Scan the entries below and give the number of lines containing "introduced", with no accompanying words.

[Saved entries]
----------------
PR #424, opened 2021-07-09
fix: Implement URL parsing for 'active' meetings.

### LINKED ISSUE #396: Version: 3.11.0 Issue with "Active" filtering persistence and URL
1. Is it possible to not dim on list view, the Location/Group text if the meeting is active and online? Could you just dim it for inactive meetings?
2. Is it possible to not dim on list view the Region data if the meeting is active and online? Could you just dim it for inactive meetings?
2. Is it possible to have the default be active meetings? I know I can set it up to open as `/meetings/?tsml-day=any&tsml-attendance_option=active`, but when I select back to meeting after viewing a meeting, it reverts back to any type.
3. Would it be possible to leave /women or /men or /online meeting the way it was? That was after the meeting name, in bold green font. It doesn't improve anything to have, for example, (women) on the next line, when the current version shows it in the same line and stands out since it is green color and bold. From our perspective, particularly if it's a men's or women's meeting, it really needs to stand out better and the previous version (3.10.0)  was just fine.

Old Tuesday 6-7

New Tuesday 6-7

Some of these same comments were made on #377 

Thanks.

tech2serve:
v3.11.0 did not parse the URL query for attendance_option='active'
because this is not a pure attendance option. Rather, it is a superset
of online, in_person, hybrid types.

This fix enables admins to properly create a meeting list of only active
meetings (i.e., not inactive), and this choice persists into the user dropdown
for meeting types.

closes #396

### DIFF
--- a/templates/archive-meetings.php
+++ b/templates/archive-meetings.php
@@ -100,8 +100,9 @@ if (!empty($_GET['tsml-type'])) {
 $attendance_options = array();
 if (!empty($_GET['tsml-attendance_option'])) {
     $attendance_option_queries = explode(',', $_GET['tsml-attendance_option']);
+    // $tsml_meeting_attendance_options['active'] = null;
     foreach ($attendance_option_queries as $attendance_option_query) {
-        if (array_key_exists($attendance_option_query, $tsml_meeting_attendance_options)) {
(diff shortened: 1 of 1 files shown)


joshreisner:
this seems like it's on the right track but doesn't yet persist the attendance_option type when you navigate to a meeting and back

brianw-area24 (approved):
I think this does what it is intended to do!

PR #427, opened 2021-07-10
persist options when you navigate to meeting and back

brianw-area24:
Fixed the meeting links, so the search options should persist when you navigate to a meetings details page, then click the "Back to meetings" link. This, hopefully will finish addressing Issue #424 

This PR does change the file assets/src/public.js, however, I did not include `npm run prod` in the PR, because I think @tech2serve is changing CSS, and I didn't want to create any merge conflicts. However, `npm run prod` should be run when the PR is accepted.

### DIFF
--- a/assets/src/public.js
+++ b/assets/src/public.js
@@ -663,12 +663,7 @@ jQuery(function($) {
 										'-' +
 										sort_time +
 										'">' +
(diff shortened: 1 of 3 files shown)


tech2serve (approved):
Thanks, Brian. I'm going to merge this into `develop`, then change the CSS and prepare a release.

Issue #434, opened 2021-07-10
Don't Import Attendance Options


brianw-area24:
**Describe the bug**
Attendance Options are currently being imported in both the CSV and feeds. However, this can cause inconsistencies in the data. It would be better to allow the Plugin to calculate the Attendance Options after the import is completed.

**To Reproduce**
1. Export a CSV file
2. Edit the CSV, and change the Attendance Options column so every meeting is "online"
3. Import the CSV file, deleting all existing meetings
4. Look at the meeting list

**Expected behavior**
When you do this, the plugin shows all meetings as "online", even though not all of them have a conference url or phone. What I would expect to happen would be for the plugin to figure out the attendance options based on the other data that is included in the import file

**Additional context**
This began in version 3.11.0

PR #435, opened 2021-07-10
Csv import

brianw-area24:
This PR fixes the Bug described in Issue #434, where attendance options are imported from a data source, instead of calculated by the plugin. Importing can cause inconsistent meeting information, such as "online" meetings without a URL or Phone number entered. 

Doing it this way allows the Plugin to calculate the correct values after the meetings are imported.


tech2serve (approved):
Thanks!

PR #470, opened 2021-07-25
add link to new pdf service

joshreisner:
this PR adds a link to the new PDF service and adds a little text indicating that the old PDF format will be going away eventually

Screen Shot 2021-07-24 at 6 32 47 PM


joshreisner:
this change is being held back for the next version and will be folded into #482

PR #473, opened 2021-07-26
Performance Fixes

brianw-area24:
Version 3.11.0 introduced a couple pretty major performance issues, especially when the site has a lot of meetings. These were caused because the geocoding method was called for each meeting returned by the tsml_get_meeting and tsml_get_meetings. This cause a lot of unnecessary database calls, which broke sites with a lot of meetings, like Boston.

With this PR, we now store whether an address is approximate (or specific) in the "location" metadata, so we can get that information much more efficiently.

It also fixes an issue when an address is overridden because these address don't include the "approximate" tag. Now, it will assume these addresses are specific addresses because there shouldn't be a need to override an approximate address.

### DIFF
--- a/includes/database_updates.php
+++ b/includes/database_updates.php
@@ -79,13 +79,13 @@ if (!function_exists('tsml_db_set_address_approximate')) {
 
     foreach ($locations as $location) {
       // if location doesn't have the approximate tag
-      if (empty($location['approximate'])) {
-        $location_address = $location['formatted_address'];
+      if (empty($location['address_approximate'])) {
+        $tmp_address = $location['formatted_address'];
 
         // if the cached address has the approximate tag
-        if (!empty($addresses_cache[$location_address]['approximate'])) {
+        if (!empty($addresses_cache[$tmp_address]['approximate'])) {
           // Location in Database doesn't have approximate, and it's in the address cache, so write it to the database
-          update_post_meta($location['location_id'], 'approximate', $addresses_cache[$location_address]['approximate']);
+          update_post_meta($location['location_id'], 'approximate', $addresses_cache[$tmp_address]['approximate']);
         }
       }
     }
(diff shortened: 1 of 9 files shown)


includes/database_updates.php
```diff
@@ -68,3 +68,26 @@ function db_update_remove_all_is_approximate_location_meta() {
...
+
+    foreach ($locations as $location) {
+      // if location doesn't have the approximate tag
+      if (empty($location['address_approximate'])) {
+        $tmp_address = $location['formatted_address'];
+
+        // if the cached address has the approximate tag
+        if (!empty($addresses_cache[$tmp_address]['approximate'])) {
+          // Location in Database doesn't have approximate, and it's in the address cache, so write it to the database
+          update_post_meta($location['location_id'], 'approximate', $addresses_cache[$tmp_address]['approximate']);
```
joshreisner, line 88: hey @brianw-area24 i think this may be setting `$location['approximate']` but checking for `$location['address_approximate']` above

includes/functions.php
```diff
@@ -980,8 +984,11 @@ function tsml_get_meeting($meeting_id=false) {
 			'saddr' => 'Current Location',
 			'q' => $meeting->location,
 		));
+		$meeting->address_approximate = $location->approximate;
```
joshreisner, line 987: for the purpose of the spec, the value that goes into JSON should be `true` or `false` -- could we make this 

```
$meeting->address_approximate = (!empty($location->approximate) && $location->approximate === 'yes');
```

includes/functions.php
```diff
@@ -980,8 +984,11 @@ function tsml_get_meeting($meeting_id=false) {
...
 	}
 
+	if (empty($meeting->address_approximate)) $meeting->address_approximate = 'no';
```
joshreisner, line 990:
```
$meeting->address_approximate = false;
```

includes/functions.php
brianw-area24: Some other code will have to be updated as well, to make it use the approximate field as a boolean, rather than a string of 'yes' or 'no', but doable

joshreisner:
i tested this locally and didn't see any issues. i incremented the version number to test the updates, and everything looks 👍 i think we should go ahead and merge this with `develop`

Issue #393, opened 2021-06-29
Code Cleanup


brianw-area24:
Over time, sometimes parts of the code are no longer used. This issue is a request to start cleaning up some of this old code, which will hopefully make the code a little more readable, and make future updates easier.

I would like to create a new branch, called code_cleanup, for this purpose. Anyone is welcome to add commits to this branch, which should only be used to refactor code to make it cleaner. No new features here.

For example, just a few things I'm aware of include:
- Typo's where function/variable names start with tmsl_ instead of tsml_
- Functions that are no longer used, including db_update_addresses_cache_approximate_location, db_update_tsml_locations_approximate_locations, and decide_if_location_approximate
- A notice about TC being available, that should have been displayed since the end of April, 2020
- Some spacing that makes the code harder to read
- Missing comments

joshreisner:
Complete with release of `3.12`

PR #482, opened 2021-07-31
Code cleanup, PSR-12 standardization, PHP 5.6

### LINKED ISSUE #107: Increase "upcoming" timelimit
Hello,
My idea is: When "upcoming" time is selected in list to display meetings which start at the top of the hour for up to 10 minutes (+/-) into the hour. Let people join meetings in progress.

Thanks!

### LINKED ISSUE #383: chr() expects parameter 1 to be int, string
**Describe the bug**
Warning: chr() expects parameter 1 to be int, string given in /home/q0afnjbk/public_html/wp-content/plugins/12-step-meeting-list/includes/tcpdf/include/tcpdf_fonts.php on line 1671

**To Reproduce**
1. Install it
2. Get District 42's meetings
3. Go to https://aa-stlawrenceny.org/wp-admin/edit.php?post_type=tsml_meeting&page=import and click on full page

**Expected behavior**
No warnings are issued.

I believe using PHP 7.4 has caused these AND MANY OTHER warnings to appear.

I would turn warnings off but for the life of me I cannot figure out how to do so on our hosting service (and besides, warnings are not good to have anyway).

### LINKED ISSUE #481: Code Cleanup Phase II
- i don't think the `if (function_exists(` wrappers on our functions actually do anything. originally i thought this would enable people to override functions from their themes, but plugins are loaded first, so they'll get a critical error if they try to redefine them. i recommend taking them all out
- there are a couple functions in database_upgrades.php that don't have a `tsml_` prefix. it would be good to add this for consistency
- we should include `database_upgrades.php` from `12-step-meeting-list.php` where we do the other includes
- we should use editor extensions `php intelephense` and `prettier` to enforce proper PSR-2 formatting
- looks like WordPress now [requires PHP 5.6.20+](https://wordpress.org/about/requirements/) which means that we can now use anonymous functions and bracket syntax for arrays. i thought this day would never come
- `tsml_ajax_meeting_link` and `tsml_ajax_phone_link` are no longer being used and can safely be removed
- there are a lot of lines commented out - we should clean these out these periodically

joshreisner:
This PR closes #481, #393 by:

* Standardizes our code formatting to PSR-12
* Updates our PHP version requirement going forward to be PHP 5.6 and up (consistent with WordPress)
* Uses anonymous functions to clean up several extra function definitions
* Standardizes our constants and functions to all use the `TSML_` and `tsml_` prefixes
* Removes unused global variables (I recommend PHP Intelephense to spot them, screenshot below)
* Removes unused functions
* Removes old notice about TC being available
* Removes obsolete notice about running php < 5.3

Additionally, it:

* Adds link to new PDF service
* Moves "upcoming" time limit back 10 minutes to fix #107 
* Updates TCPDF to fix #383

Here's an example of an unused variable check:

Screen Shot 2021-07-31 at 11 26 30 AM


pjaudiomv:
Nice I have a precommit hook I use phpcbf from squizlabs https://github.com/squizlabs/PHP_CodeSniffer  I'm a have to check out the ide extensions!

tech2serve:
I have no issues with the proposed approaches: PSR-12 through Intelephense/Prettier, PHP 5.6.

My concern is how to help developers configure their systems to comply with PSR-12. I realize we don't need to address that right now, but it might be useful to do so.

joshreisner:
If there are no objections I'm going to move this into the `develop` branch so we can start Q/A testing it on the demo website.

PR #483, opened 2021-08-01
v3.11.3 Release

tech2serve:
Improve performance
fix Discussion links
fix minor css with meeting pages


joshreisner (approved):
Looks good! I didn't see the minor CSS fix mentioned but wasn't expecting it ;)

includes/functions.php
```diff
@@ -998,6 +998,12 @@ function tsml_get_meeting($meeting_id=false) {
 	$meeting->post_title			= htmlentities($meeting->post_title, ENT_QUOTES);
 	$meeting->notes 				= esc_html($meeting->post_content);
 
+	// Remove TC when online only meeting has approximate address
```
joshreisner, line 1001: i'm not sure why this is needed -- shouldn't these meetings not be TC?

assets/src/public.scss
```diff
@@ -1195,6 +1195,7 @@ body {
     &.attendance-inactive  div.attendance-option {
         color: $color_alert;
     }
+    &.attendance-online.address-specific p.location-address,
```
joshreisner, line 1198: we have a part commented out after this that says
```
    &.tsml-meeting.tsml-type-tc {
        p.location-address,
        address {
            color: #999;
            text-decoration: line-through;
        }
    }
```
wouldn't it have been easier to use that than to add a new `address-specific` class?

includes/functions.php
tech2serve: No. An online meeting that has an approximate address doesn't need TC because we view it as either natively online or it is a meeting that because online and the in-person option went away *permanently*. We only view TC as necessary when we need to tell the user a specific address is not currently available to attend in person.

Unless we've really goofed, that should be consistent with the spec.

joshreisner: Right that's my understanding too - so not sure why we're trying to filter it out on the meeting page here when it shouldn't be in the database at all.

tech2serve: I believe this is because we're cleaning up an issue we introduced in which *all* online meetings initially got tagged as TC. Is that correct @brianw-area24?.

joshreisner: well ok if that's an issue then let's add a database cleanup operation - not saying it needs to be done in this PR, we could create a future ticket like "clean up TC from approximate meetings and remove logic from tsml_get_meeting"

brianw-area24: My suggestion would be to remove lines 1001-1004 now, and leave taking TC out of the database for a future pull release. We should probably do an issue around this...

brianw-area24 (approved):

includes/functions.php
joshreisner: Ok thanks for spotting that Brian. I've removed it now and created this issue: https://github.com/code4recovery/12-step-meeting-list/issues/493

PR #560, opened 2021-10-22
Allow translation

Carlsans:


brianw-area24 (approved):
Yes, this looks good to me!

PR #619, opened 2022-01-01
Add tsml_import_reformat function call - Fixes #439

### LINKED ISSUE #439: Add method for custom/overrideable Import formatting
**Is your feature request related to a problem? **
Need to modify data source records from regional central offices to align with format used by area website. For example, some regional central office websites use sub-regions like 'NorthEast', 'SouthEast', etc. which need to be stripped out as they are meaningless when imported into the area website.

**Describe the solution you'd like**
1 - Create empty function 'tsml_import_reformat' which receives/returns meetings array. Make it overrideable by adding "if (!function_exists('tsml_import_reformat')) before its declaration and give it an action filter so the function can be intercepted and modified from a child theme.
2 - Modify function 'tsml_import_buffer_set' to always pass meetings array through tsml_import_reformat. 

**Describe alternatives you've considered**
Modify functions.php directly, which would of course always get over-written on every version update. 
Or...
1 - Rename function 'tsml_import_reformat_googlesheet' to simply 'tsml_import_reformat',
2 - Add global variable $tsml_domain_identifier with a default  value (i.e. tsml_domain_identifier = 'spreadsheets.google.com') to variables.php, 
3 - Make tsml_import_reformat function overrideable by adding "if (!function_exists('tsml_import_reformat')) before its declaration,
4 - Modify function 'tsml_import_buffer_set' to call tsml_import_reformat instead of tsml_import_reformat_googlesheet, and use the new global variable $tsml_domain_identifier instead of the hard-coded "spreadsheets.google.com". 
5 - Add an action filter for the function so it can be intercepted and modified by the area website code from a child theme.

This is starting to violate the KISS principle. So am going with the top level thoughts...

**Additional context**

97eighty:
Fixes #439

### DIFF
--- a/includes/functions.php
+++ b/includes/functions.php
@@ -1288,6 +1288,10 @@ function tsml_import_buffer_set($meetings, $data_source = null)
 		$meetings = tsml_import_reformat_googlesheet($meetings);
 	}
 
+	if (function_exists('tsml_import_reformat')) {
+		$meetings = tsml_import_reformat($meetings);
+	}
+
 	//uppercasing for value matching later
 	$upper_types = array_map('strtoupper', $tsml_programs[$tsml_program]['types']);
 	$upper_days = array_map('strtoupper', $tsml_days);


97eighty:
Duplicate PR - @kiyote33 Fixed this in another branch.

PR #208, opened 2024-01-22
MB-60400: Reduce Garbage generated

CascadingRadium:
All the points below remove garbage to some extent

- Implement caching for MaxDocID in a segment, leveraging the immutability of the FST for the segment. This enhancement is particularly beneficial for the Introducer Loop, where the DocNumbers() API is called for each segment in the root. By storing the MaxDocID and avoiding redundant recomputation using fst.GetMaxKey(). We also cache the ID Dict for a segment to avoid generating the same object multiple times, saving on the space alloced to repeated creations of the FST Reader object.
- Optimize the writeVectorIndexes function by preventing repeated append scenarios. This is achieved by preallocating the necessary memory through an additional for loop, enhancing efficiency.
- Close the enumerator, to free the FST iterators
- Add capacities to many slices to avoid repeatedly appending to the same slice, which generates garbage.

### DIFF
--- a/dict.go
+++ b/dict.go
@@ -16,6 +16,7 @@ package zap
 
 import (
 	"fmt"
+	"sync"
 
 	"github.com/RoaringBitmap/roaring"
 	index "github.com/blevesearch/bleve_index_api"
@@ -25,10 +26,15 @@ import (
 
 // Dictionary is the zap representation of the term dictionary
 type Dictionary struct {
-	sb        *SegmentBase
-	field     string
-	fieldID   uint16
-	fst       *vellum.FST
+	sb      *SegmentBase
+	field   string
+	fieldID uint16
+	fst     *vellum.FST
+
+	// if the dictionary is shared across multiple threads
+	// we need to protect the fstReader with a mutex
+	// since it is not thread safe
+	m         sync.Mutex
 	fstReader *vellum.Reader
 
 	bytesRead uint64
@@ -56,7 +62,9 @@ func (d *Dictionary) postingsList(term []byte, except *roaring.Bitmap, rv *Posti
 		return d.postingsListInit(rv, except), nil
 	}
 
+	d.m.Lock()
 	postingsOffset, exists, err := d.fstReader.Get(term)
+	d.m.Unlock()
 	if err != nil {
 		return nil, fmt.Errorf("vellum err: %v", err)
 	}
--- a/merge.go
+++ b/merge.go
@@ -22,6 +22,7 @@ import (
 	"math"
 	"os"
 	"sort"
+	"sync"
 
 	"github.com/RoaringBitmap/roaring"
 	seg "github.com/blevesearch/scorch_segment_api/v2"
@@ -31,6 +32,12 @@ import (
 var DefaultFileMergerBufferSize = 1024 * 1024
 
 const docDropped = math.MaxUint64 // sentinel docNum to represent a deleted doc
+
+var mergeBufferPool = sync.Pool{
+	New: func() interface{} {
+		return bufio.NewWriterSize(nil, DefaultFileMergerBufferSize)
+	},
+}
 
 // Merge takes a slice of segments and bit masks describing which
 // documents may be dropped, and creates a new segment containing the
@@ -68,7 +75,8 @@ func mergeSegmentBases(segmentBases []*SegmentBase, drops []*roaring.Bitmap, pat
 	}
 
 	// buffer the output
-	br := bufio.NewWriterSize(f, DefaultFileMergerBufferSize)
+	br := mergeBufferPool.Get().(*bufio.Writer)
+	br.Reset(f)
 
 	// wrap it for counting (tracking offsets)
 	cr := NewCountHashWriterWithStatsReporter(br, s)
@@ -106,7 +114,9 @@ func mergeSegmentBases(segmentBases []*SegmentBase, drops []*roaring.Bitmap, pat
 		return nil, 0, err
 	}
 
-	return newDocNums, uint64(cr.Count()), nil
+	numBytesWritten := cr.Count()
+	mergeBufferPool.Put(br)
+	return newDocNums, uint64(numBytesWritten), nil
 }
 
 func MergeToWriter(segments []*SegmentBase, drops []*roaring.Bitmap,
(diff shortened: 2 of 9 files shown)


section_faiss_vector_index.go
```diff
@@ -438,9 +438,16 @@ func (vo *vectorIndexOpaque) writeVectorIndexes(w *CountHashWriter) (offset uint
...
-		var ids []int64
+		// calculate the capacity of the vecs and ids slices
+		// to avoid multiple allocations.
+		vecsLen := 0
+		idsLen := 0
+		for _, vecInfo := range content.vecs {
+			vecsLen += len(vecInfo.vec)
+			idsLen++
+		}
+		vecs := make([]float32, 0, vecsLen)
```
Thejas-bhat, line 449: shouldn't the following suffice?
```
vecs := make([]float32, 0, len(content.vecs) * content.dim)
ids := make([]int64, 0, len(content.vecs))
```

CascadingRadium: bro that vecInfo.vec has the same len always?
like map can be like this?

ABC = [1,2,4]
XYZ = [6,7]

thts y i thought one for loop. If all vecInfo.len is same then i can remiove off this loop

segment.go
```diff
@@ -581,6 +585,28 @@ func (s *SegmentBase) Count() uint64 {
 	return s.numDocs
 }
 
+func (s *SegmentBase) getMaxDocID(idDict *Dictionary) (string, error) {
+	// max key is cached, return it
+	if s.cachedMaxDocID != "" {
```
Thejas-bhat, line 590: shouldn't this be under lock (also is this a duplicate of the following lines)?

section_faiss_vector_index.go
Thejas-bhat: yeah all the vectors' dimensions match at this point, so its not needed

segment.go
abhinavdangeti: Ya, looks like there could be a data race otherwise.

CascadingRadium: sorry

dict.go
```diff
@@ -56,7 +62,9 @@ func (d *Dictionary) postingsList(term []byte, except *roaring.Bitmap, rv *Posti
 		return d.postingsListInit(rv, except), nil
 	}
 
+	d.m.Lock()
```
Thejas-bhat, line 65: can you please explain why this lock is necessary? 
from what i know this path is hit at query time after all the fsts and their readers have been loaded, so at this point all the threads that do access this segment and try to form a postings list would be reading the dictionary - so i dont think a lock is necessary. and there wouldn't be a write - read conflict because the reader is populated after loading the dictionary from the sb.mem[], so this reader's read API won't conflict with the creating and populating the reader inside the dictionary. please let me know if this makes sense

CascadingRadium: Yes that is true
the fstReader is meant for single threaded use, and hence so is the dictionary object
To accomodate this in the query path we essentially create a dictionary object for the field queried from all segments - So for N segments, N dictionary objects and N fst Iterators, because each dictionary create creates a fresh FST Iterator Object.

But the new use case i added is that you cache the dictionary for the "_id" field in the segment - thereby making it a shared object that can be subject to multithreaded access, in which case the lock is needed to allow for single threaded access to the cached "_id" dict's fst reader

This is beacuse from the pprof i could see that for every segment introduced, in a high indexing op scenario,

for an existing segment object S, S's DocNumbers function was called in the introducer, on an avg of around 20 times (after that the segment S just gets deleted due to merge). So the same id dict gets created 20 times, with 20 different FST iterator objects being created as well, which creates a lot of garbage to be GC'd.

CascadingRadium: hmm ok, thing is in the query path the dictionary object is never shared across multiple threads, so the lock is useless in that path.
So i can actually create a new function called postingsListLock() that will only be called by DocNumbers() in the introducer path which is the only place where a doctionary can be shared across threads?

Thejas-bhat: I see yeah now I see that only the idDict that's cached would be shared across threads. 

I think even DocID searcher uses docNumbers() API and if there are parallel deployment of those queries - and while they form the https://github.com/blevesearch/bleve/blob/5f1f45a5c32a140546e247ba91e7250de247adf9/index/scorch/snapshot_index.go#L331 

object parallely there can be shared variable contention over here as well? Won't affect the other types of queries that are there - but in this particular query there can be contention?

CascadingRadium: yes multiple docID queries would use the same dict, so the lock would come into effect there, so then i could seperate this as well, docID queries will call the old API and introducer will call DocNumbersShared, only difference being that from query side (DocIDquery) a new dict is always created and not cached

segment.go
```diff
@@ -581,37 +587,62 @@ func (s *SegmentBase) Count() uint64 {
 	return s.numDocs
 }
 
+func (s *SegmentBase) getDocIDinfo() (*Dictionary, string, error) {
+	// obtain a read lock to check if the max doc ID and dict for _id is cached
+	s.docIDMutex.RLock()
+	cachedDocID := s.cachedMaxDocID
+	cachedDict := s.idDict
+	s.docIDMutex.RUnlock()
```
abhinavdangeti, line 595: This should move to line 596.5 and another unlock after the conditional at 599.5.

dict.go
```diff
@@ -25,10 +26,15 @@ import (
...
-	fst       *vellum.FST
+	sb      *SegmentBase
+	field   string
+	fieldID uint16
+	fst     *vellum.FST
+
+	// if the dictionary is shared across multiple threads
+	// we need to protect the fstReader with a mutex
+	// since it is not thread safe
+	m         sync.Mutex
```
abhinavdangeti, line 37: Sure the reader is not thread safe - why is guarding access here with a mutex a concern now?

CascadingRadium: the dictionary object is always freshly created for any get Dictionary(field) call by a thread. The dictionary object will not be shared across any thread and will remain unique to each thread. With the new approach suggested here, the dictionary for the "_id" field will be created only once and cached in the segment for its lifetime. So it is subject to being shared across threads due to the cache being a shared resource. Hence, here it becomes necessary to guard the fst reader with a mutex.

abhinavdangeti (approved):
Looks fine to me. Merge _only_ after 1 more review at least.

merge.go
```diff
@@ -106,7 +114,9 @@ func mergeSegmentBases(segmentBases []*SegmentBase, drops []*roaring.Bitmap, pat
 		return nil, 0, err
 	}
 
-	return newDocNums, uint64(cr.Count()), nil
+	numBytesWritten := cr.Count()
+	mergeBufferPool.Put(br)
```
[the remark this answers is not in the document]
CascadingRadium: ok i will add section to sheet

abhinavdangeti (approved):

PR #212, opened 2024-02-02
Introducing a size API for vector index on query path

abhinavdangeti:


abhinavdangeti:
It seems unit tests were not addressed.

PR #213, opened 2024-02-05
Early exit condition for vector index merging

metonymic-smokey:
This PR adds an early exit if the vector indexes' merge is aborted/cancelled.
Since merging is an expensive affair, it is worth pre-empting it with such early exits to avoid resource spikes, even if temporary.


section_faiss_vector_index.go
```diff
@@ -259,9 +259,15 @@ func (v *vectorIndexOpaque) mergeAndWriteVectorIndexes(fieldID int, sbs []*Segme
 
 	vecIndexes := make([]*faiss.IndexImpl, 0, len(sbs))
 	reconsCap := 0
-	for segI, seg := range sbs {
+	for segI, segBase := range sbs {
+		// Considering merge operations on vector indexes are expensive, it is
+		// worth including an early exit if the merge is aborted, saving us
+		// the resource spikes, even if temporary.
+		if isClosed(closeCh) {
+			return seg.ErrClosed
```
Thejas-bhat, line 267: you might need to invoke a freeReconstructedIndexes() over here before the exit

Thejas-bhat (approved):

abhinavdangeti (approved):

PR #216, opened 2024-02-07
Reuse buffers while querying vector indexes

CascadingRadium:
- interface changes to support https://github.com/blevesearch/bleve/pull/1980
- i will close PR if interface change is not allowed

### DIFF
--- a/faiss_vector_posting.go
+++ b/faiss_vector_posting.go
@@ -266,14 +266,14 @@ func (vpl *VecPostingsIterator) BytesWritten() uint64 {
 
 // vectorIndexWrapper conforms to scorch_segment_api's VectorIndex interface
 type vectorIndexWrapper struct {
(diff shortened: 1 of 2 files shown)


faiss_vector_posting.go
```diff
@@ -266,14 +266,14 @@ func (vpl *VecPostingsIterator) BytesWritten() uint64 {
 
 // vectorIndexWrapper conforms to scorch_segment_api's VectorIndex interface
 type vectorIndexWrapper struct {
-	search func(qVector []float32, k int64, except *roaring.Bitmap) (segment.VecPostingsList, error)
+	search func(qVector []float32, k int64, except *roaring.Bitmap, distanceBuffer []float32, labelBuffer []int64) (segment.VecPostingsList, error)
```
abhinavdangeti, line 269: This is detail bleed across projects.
----------------
Output of the task
3